Another theme is the danger and loneliness of roads. Here’s the last stanza of 19th century American poet Will Wallace Harney’s poem “The Stab”:

But the moon came out so broad and good,
The barn-fowl woke and crowed;
Then roughed his feathers in drowsy mood,
And the brown owl called to his mate in the wood,
That a dead man lay on the road.

Travel has always had an element of fear. Walking or biking or driving down a road, especially one with which you are not familiar, is to travel into the unknown. It’s what makes travel so exciting, and yet sometimes frightening.

In her poem “Uphill,” British poet Christina Rossetti (also writing in the 19th century) uses a question and answer conversation between two characters to explore this fear. “Does the road wind uphill all the way?” the questioner asks. “Shall I find comfort, travel-sore and weak?” The companion does his or her best to reassure the questioner that all will be well at the end of the day’s journey.

We look down a road, and we see fear, excitement, opportunity, exhaustion. Fear that we’ll run out of gas before the next gas station, or perhaps that the riots that are rocking our once peaceful city will turn deadly. And excitement – excitement at the opportunity to meet new people, or start a peaceful revolution, or to discover something beautiful and unexpected.
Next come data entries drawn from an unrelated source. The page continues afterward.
PR #83, opened 2017-03-21
Remove dependency on `named_pipe`

alexcrichton:
I was sporadically receiving a segfault locally when trying to debug issues on
Windows and in tracking this down I discovered blackbeam/named_pipe#3 which
leads to segfaults locally on startup.

This switches the one use case to the relevant functionality in
`mio-named-pipes` (already pulled in as part of `tokio-process`) and then
otherwise mirrors the same logic as the Unix version, just waiting for a byte
with a timeout.

### DIFF
--- a/.travis.yml
+++ b/.travis.yml
@@ -2,7 +2,7 @@ language: rust
 cache: cargo
 
 rust:
-  - 1.13.0
+  - 1.16.0
   - stable
   - beta
   - nightly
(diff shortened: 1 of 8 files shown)


alexcrichton:
Note that I took this as an opportunity as well to remove the raw call to `CreateProcess` now that the associated extension method is now stable.

luser:
This looks great (thanks for the CreateProcess cleanup!) There are just two things that I'd like fixed before you merge this:
1) That `windows_process_extensions` is also in use [in the process spawning code](https://github.com/mozilla/sccache/blob/6dba30a3afa512837598f079c5a94bd55468a101/src/mock_command.rs#L195), so you'll break the nightly Travis build with this right now. Just strip out the feature tests there (and remove the no-op version).
2) Bump the minimum Rust version in .travis.yml and the README.

alexcrichton:
Certainly, fixed!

That is one of the wonders of roads – their metaphoric power yanks us awake, and asks us to look at our lives and our world differently. To imagine paralyzing fear, regime-changing revolutions, the thrill of writing a new page in our lives. If we restrict the real road to a place built only to maximize car use, the diversity of our experiences are less and our imaginations diminished – for the diversity that characterizes excitement and opportunity decreases substantially. To create – a poem, a new government, a transportation plan – we need to understand, and we need to imagine, that diversity of lives and ideas and experiences beyond our own. As these and so many other poets demonstrate, we have to be able to choose to take that step down the road less traveled – not only in our minds, but with our feet, as they surely did.